We give a solution to some point:
\begin{align*}
I&=\int_{0}^{1}\left ( \left \lfloor \frac{2}{x} \right \rfloor-2\left \lfloor \frac{1}{x} \right \rfloor \right )dx\\
&\mathop{=\!=\!=\!=\!=\!=\!=}\limits^{\begin{subarray}{c}
{t\,=\,\frac{1}{x}} \\
{dx\,=\,-\frac{1}{t^2}\,dt}
\end{subarray}}\,\int_{1}^{+\infty}\frac{1}{t^2}\bigl({\lfloor{2t}\rfloor-2\lfloor{t}\rfloor }\bigr)\,dt\\
&=\sum_{n=1}^{\infty }\int_{n+\frac{1}{2}}^{n+1}{\frac{1}{t^2}\,dt}\\
&=\sum_{n=1}^{\infty }\frac {1}{(n+1)(2n+1)}\\
&=2\log{2}-1\,.
\end{align*} So \(e^{I+1}=e^{\log4-1+1}=4\) and the geometric series must be converges to \(4\), i.e. \(a<b\) and \[\sum_{n=0}^{\infty }\left ( \frac{a}{b} \right )^n=\frac{b}{b-a}=4\,.\] So we have that \(b=\frac{4}{3}\,a\,.\)
Remains the evaluation of the number \(S=a+\frac{4}{3}a=\frac{7}{3}a\) with the assumption that \({\rm{gcd}}\bigl(a,\tfrac{4}{3}a\bigr)=1\,.\)

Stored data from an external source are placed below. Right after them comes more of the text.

PR #1407, opened 2021-04-19
Always run builds for all integrations

st0012:
Although this may not help catching issues, it will make it easier to set merge blockers.


BYK:
Set all checks that ran on this PR as required. LMK if this causes any issues please.

PR #1415, opened 2021-04-23
Check Scope#set_context's value argument

st0012:
A context's value should always be an object when sent to Sentry. So the SDK should make sure users pass the right type of value (A Ruby Hash).


rhcarvalho (approved):
👍

PR #1418, opened 2021-04-27
Bump integration dependency

st0012:


st0012:
@BYK can you help me remove the `Compare memory allocation`  jobs from the list? they're not really used and will be removed soon.

BYK:
@st0012 I think somebody beat me to it 😁

st0012:
@BYK ah right! sorry I should've updated that in the comment 😓

PR #1421, opened 2021-04-28
Disable tracing if events are not allowed to be sent

st0012:
Users can enable/disable the SDK's event sending with `enabled_environments` config option. And when the current environment doesn't match the `enabled_environments`, the SDK will not send any events. But currently, the SDK would still start transactions under such condition.

Even though those transactions would not be sent later (stopped by `Client#send_event`), it'd still create sampling logs, which are noisy and confusing to users.

So this commit fixes the issue by making tracing activation aware of the event sending state.

### DIFF
--- a/sentry-ruby/CHANGELOG.md
+++ b/sentry-ruby/CHANGELOG.md
@@ -1,5 +1,11 @@
 # Changelog
 
+## Unreleased
+
+### Bug Fixes
+
+- Disable tracing if events are not allowed to be sent [#1421](https://github.com/getsentry/sentry-ruby/pull/1421)
+
 ## 4.4.0-beta.0
 
 ### Features
--- a/sentry-ruby/lib/sentry/configuration.rb
+++ b/sentry-ruby/lib/sentry/configuration.rb
@@ -293,7 +293,7 @@ module Sentry
     end
 
     def tracing_enabled?
-      !!((@traces_sample_rate && @traces_sample_rate >= 0.0 && @traces_sample_rate <= 1.0) || @traces_sampler)
+      !!((@traces_sample_rate && @traces_sample_rate >= 0.0 && @traces_sample_rate <= 1.0) || @traces_sampler) && sending_allowed?
     end
 
     def stacktrace_builder
--- a/sentry-ruby/spec/sentry/configuration_spec.rb
+++ b/sentry-ruby/spec/sentry/configuration_spec.rb
@@ -2,39 +2,66 @@ require 'spec_helper'
 
 RSpec.describe Sentry::Configuration do
   describe "#tracing_enabled?" do
-    it "returns false by default" do
-      expect(subject.tracing_enabled?).to eq(false)
+    context "when sending not allowed" do
+      before do
+        allow(subject).to receive(:sending_allowed?).and_return(false)
+      end
+
+      context "when traces_sample_rate > 0" do
+        it "returns false" do
+          subject.traces_sample_rate = 0.1
+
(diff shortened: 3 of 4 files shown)


sentry-ruby/spec/sentry/transaction_spec.rb
```diff
@@ -173,6 +173,21 @@
...
 
+      context "when event reporting is not enabled" do
+        before do
+          Sentry.configuration.enabled_environments = ["production"]
+        end
+
+        it "sets @sampled to false and return" do
+          transaction = described_class.new(sampled: true, hub: Sentry.get_current_hub)
+          transaction.set_initial_sample_decision(sampling_context: {})
+          expect(transaction.sampled).to eq(false)
```
rhcarvalho, line 184: Thought about this for a while. At first I thought neither `true` nor `false` fit here, because both of those mean a sampling decision was actually made, in which case `nil` would be more appropriate.

However, the [sampling rule](https://develop.sentry.dev/sdk/performance/#sampling) is that explicit sample decision always has precedence:

> 1. If a sampling decision is passed to startTransaction (startTransaction({name: "my transaction", sampled: true})), that decision will be used, regardlesss of anything else

So in this particular example, since the sampling decision was passed to `.new`, it should not have changed.

In any case, tracing is effectively disabled, `startTransaction` should not instantiate transactions.

sentry-ruby/lib/sentry/transaction.rb
```diff
@@ -64,7 +64,7 @@ def deep_dup
     end
 
     def set_initial_sample_decision(sampling_context:)
-      unless configuration.tracing_enabled?
+      unless configuration.tracing_enabled? && configuration.sending_allowed?
         @sampled = false
         return
       end
```
rhcarvalho, line 70: Tracing being enabled or not should probably not interfere with the sampling decision.

We don't have an equivalent of `enabled_environments` and `sending_allowed` in other SDKs, so I'm thinking here if it makes sense to have `tracing_enabled == true` and `sending_allowed == false`, or if `sending_allowed == false` should imply `tracing_enabled = false`.

rhcarvalho (changes requested):
I think I generally understood the problem this is trying to solve and the current solution addresses the problem. 👍 

However there's one violation of the sampling rules, and we need to sync on how the config of the SDK works with regards to tracing.

sentry-ruby/lib/sentry/transaction.rb
st0012: I didn't expect the later option to work without breaking tons of test cases, but I was wrong. So I've rewritten the commits and the description. Thanks for the suggestion 👍

rhcarvalho (approved):

sentry-ruby/spec/sentry/transaction_spec.rb
st0012: I've addressed the decision making issue in https://github.com/getsentry/sentry-ruby/pull/1423

rhcarvalho: Thanks @st0012. I've chatted with the team and looked at code in other SDKs, I retract my comment for now.
Python and JS do exactly as Ruby does now, despite not adhering 100% to the spec as written.
So instead of going back and forth with this, let's just leave it as it is for now, and revisit it later as we rethink tracing as a whole.

st0012: Yeah, I implemented this behavior based on what I saw in `sentry-python`. I thought the spec you posted was to correct that.

PR #1423, opened 2021-04-29
set_initial_sample_decision should always respect the original decision

st0012:
This is to address the issue found in this comment https://github.com/getsentry/sentry-ruby/pull/1421#discussion_r622870135


rhcarvalho:
See https://github.com/getsentry/sentry-ruby/pull/1421#discussion_r623411787

Let's not change this right now.

PR #1426, opened 2021-05-03
Fix original user context mutated in block

larsklevan:
using `.merge!` in `user_context` resulted in the original context being mutated. The "sets user context only in the block" spec appeared to pass but the line `expect(subject.context.user).to eq previous_user_context` was misleading because `previous_user_context` had been mutated. So it looks like it's asserting `expect(subject.context.user).to eq(id: 9999)` but it was actually asserting `expect(subject.context.user).to eq(id: 1)` which was incorrect.

I added a second spec for nested calls but that wouldn't be necessary to demonstrate the fix.


larsklevan:
@st0012 added a CHANGELOG entry, let me know if that format looks ok!

PR #1390, opened 2021-04-09
ci(release): Fix changelog entry paths in craft config

BYK:
Since we do per-directory releases in this repo, we need to tell Craft where the changelog for each project is (otherwise it just looks at the repo root). This is why our GitHub releases were lacking release notes. This PR also moves the GitHub target to the last to ensure all main targets are published before creating a GitHub release tag.

PR #1435, opened 2021-05-07
fix: Fix changelog config in craft

BYK:
This is a fix up to https://github.com/getsentry/sentry-ruby/pull/1390#issuecomment-834143608

### DIFF
--- a/sentry-delayed_job/.craft.yml
+++ b/sentry-delayed_job/.craft.yml
@@ -3,6 +3,7 @@ github:
     owner: getsentry
     repo: sentry-ruby
 changelogPolicy: simple
+changelog: sentry-delayed_job/CHANGELOG
 preReleaseCommand: ruby ../.scripts/bump-version.rb
 releaseBranchPrefix: release-sentry-delayed_job
 statusProvider:
@@ -17,4 +18,3 @@ targets:
           canonical: 'gem:sentry-delayed_job'
     - name: github
       tagPrefix: sentry-delayed_job-v
-      changelog: sentry-delayed_job/CHANGELOG
--- a/sentry-rails/.craft.yml
+++ b/sentry-rails/.craft.yml
@@ -3,6 +3,7 @@ github:
     owner: getsentry
     repo: sentry-ruby
 changelogPolicy: simple
+changelog: sentry-rails/CHANGELOG.md
 preReleaseCommand: ruby ../.scripts/bump-version.rb
 releaseBranchPrefix: release-sentry-rails
 statusProvider:
@@ -17,4 +18,3 @@ targets:
           canonical: 'gem:sentry-rails'
     - name: github
       tagPrefix: sentry-rails-v
-      changelog: sentry-rails/CHANGELOG.md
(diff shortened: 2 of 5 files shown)


st0012 (approved):
Thanks! I'll make a release today so can test this soon 👍

st0012:
@BYK the prepare failed: https://github.com/getsentry/sentry-ruby/runs/2526077118?check_suite_focus=true

```
[9:34:10 AM] Error: Changelog does not exist: "sentry-ruby/CHANGELOG.md"
```

I think the release workflow enters the sub-folder before running the command, so the `sentry-*` folder name is not actually needed? But if that's the case, there's no need to specify the `changelog` attribute after all? However, not having the `changelog` didn't work either 😕

BYK:
Ehh, I see the issue now. Prepare operates on the `.craft.yml` directory whereas publish fetches the changelog directly from the repo, meaning it looks at the root dir. That said I'm surprised that prepare complains about the missing changelog. Let me check the code. You can revert this patch in the meantime to get the release going.

BYK:
Okay, I see the reason now. I'll write a patch for Craft so when it is released, this should be good to go.

You may still need to define the changelog files as some have the `md` extension and some doesn't (or rather, fix that inconsistency? :)).

st0012:
@BYK I think the inconsistency only exists in `sentry-delayed_job/.craft.yml`. But before I make any change again, how will the changelog pulling work now though? Like this?
- prepare - read what's specified in the `changelog` attribute from **project root**.
- publish - read what's specified in the `changelog` attribute from **project root**.

BYK:
@st0012 nah, I'll make them relative to `.craft.yml` file as that's more sensible. During `publish`, we'll have to calculate the path from `.git` root which should be easy.

st0012:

\(\bullet\) In the graph below appears that the integral \(\int_{1}^{+\infty}\frac{1}{t^2}\bigl({\lfloor{2t}\rfloor-2\lfloor{t}\rfloor }\bigr)\,dt\) is equal to the infinite sum of the integrals \(\int_{n+\frac{1}{2}}^{n+1}{\frac{1}{t^2}\,dt}\,,\; n\in\mathbb{N}\,.\)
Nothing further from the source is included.